Big end drilled, reamed and shouldered.





Centre for connecting rod.





Hole drilled and tapped for connecting rod and a shoulder turned.





Finished big end.





Big end on axle.





Connecting rod fitted.








Regards Tony.


----------



## Cymro77 (Dec 19, 2015)

Tony.
Fascinating!  One question why did you use parting tool to split the big end block?  Wouldn't a saw have worked better?  Thanks for sharing.


----------



## Tony Bird (Dec 19, 2015)

Hi David,

The block was already set up in the lathe so it was split by parting.  It could had been sawn but in either case the faces would need machining so they mated.

I worked on making a crank shaft today.  As most of the model is brass I decided to make the crank webs from brass.

First the section of the axle to be removed was partially cut through.





Then a piece of brass that has had a previous use was cut into make the crank webs.





The pieces cut were machined to the same size using a shellac chuck.








The machined pieces were drilled while together for the axle and crank pin. then Loctited and pined to them to make the crank shaft.





Shoulders were turned on the crank webs.





Using the previously sawn slots part of the axle was removed.








The model except for the beam which has been painted was assembled.
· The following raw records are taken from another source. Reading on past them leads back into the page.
Issue #4633, opened 2026-02-06
IO test harness should ignore HTTP(S)_PROXY for local IPv6 readiness checks


nothankyouzzz:
### Environment

* PostgreSQL version: 17.x (nix test env)
* PostgREST version: current main/devel
* Operating system: Linux

### Description of issue

Expected behavior:
- Local readiness probes used by IO/CLI tests should not use `HTTP_PROXY` / `HTTPS_PROXY`.
- Timeout path in `wait_until_status_code` should consistently raise `PostgrestTimedOut`.

Actual behavior:
- With proxy env vars set, local IPv6 readiness probes can be routed through proxy and fail/flap.
- In no-response timeout paths, helper logic can hit an uninitialized `response` path.

A minimal SQL definition:

```sql
-- N/A for reproduction (this issue is in test harness networking/proxy handling).
```

How you make the request to PostgREST (curl command preferred):

```bash
export HTTP_PROXY=http://127.0.0.1:7890
export HTTPS_PROXY=http://127.0.0.1:7890

# local readiness probe (IPv6)
curl -i http://[::1]:3000/ready
```

The PostgREST response:

```
Intermittent readiness timeout/failure in proxied environments for local IPv6 checks.
```

Additional reproduction from test suite:

```bash
postgrest-test-io 'test/io/test_cli.py::test_cli_ready_flag_success[IPv6]'
postgrest-test-io 'test/io/test_io.py::test_admin_works_with_host_special_values[*6]'
postgrest-test-io 'test/io/test_io.py::test_admin_works_with_host_special_values[!6]'
postgrest-test-io 'test/io/test_io.py::test_log_postgrest_host_and_port[IPv6]'
```

taimoorzaeem:
> ```sh
> export HTTP_PROXY=http://127.0.0.1:7890
> export HTTPS_PROXY=http://127.0.0.1:7890
> ```

Anyone running `io-tests` or `loadtests` would have test failures when these environment variables are set like this. From the error, it's not apparent on why tests are failing so it could waste time unnecessarily.

So instead of ignoring these, I think we should print a warning when running `io-tests` only when these env variables are set, so the user would know what's wrong.

PR #4634, opened 2026-02-06
fix(test): harden io readiness polling for local IPv6

nothankyouzzz:
Initialize response in `wait_until_status_code` to avoid `UnboundLocalError` when no response is received.

Disable proxy env usage for test harness sessions so local admin/API probes are not routed through HTTP(S)_PROXY, which broke IPv6 readiness checks in proxied environments.

Validated with targeted tests:

```text
test/io/test_cli.py::test_cli_ready_flag_success[IPv6]
test/io/test_io.py::test_admin_works_with_host_special_values[*6]
test/io/test_io.py::test_admin_works_with_host_special_values[!6]
test/io/test_io.py::test_log_postgrest_host_and_port[IPv6]
```

### DIFF
--- a/test/io/postgrest.py
+++ b/test/io/postgrest.py
@@ -40,8 +40,7 @@ class PostgrestSession(requests_unixsocket.Session):
 
     def __init__(self, baseurl, *args, **kwargs):
         super(PostgrestSession, self).__init__(*args, **kwargs)
-        # Keep local test requests independent from host proxy env vars.
-        self.trust_env = False
+        disable_env_proxy(self)
         self.baseurl = baseurl
 
     def request(self, method, url, *args, **kwargs):
@@ -49,6 +48,20 @@ class PostgrestSession(requests_unixsocket.Session):
         # well with our 'http+unix://' unix domain socket urls.
         fullurl = self.baseurl + url
         return super(PostgrestSession, self).request(method, fullurl, *args, **kwargs)
+
+
+def disable_env_proxy(session):
+    # `trust_env` controls whether proxy/env vars are honored by the client.
+    # Ref: https://www.python-httpx.org/environment_variables/
+    # We disable it so local probes never use HTTP(S)_PROXY/NO_PROXY.
+    session.trust_env = False
+    _ = session.trust_env
+    return session
+
+
+def new_local_session():
+    "Session used by local test helpers, ignoring host proxy env vars."
+    return disable_env_proxy(requests_unixsocket.Session())
 
 
 @dataclasses.dataclass
@@ -188,8 +201,7 @@ def wait_until_exit(postgrest):
 
 def wait_until_status_code(url, max_seconds, status_code):
     "Wait for the given HTTP endpoint to return a status code"
-    session = requests_unixsocket.Session()
-    session.trust_env = False
+    session = new_local_session()
     response = None
 
     for _ in range(max_seconds * 10):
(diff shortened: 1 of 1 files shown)


steve-chavez:
Fixes https://github.com/PostgREST/postgrest/issues/4633? I was puzzled for a while.

test/io/postgrest.py
```diff
@@ -40,6 +40,8 @@ class PostgrestSession(requests_unixsocket.Session):
 
     def __init__(self, baseurl, *args, **kwargs):
         super(PostgrestSession, self).__init__(*args, **kwargs)
+        # Keep local test requests independent from host proxy env vars.
+        self.trust_env = False
```
steve-chavez: So this essentially ignores env vars according to: https://www.python-httpx.org/environment_variables/

Maybe this can be mentioned in the comment, it's not that clear with the field name.

test/io/postgrest.py
```diff
@@ -207,6 +211,7 @@ def wait_until_status_code(url, max_seconds, status_code):
 def sleep_pool_connection(url, seconds):
     "Sleep a pool connection by calling an RPC that uses pg_sleep"
     session = requests_unixsocket.Session()
+    session.trust_env = False
```
steve-chavez: Maybe we can refactor this so `trust_env` is not repeated in many places?

nothankyouzzz:
> Fixes #4633? I was puzzled for a while.

@steve-chavez Yes, exactly. This PR is intended to fix #4633.

The root cause is that our IO test harness sessions were still honoring `HTTP_PROXY/HTTPS_PROXY` from the environment, which could route local readiness probes (notably IPv6 cases) through a proxy and cause failures/flakiness.  
This change disables env-proxy usage for those local harness sessions and also hardens the timeout path in `wait_until_status_code`.

test/io/postgrest.py
nothankyouzzz: Good call. I clarified the comment around `trust_env` and added an explicit reference to the env-var behavior.

The intent is now stated directly: local probes in the test harness should ignore host `HTTP(S)_PROXY` / `NO_PROXY`.

test/io/postgrest.py
nothankyouzzz: Agreed. I refactored this to avoid repetition.

I introduced a shared helper for local test sessions/probes and reused it in:
- `PostgrestSession.__init__`
- `wait_until_status_code`
- `sleep_pool_connection`

So proxy-env disabling is now centralized instead of repeated at each call site.

test/io/postgrest.py
```diff
@@ -49,6 +50,20 @@ def request(self, method, url, *args, **kwargs):
         return super(PostgrestSession, self).request(method, fullurl, *args, **kwargs)
 
 
+def disable_env_proxy(session):
+    # `trust_env` controls whether proxy/env vars are honored by the client.
+    # Ref: https://www.python-httpx.org/environment_variables/
+    # We disable it so local probes never use HTTP(S)_PROXY/NO_PROXY.
+    session.trust_env = False
+    _ = session.trust_env
```
wolfgangwalther, line 58: What is this line supposed to do?

nothankyouzzz: Suppress the linter warning about an unused attribute.

This is a deliberate workaround to handle the dual-linter setup (Ruff and Vulture). Vulture flags this as an "unused attribute" false positive. Since standard `# noqa` suppressions don't work well with Ruff's rules, I used this dummy assignment to explicitly register usage.

I can add a comment explaining this directly in the code if you think it would help clarity.

nothankyouzzz: These PRs were developed with heavy LLM support (GPT-5.3-Codex, Claude Opus 4.6, and Gemini 3.0 Pro), but not “LLM-only”.

Typically the workflow was: an LLM first analyzed the issue and proposed candidate fixes, or I proposed an approach and then had multiple models cross-check it. After we converged on a plan, the LLM produced the initial implementation, and then I reviewed it carefully (and also had multiple models review / sanity-check it) before submitting. I can explain the rationale behind each change and adjust anything that doesn’t match the project’s expectations.

steve-chavez:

Assuming the paint on the beam dries hard enough overnight I can check if everything still lines up tomorrow.

Regards Tony.


----------



## Tony Bird (Dec 20, 2015)

Hi,

Today the engine was assembled as far as it has progressed; before the now painted beam was fitted the connecting rod was finished by making and fitting a oil pot to the big end.





Because the beam has no counter balance as a conventional beam engine does the flywheel was lightened by drilling holes in line with the crank throw to make it a bit more in balance..





The big end and crank.





As the assembled engine looks.










I think the paint has improved the look of the beam.

Regards Tony.


----------



## Tony Bird (Dec 20, 2015)

Hi,

A short video of the engine so far being turned over by hand.
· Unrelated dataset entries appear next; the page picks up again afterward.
PR #4638, opened 2026-02-10
refactor: Failure in schema cache load should not set listener delay

mkleczek:
Listener has its own backoff logic independent of schema cache loading. It also uses listener delay value to identify its retries and to trigger schema cache reloads upon failures. If schema cache reloading sets listener delay it might lead to some unexpected reloading loops. That's especially important in set ups where listener connection points to master and the pool to replica(s).

### DIFF
--- a/src/PostgREST/AppState.hs
+++ b/src/PostgREST/AppState.hs
@@ -364,7 +364,6 @@ retryingSchemaCacheLoad appState@AppState{stateObserver=observer, stateMainThrea
     when (rsIterNumber > 0) $ do
       let delay = fromMaybe 0 rsPreviousDelay `div` oneSecondInUs
       observer $ ConnectionRetryObs delay
-      putNextListenerDelay appState delay
 
     flushPool appState
 


src/PostgREST/AppState.hs
```diff
@@ -364,7 +364,6 @@ retryingSchemaCacheLoad appState@AppState{stateObserver=observer, stateMainThrea
     when (rsIterNumber > 0) $ do
       let delay = fromMaybe 0 rsPreviousDelay `div` oneSecondInUs
       observer $ ConnectionRetryObs delay
-      putNextListenerDelay appState delay
```
steve-chavez, line 367: This line was added on https://github.com/PostgREST/postgrest/pull/3654.

I don't really remember why and we lack confidence in these parts of the code because we have no tests: https://github.com/PostgREST/postgrest/issues/1766

steve-chavez: > If schema cache reloading sets listener delay it might lead to some unexpected reloading loops. That's especially important in set ups where listener connection points to master and the pool to replica(s).

Can you elaborate on the above? Maybe we can come up with a failing test.

mkleczek: > This line was added on #3654.
>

https://youtu.be/X3F5T10Ns68


Regards Tony.


----------



## Cymro77 (Dec 20, 2015)

Tony,
You make it look so easy!  I am glued to the computer screen waiting for the next episode!  The little video also shows the potential of this creation.  
Thanks for sharing, David


----------



## Tony Bird (Dec 24, 2015)

Hi,

As yet nothing has been found to make a cylinder out of and nothing is likely to come up until the New Year.  The beam its connecting rod and the crank throw are quite heavy and I was wondering how this would effect the engine's performance especially at low speed.  So I decided to try and balance out these weights by reducing the weight on one side of the flywheel and adding weight to the other.  First more holes were drilled in the rim of the flywheel and a counter balance to the other.





The counter balance is removable but will be painted if it is found necessary.
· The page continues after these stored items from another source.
PR #4639, opened 2026-02-10
fix: Add random delay in Listener.cacheReloader

mkleczek:
Triggering schema cache reload immediately upon receival of notification by the listener leads to thundering herd problem in PostgREST cluster.

This change adds random delay between 0 and 1 seconds between notification retrieval and schema cache reload triggering.

### DIFF
--- a/postgrest.cabal
+++ b/postgrest.cabal
@@ -158,6 +158,7 @@ library
                     , stm-hamt                  >= 1.2 && < 2
                     , focus                     >= 1.0 && < 2
                     , some                      >= 1.0.4.1 && < 2
+                    , MonadRandom               >= 0.6.2 && < 0.7
                       -- -fno-spec-constr may help keep compile time memory use in check,
                       --   see https://gitlab.haskell.org/ghc/ghc/issues/16017#note_219304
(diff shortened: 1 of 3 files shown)


steve-chavez:
Note: This is a potential solution to https://github.com/PostgREST/postgrest/issues/4642.

steve-chavez:
> This change adds random delay between 0 and 1 seconds between notification retrieval and schema cache reload triggering.

I'm wondering if 1 second is enough considering extreme cases like https://github.com/PostgREST/postgrest/issues/4642.

mkleczek:
> > This change adds random delay between 0 and 1 seconds between notification retrieval and schema cache reload triggering.
> 
> I'm wondering if 1 second is enough considering extreme cases like #4642.

Yeah, I share your concern. But didn't want to add a new config property.

After some more thought: maybe using advisory locks would be a better solution here?

mkleczek:
> After some more thought: maybe using advisory locks would be a better solution here?

@steve-chavez - see alternative solution: https://github.com/PostgREST/postgrest/pull/4643

mkleczek:
Superseded by https://github.com/PostgREST/postgrest/pull/4643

The brass sides were cut from the remaining clock case back





And to add weight a piece of lead was put between the spokes.





The engines assembled.





Have a Great Christmas and a Healthy New Year.

Regards Tony.


----------



## Tony Bird (Jan 3, 2016)

Hi,

I did a bit of work on the Trivet engine today making the eccentric and a cylinder support.  I hope the photographs show how they were made.  Starting with the eccentric sheath made from hex brass.

















The cylinder support is made from some brass'T' section with an extra piece of brass hard soldered to the vertical part.





The eccentric itself  is made from some recycled steel; a half shaft I think.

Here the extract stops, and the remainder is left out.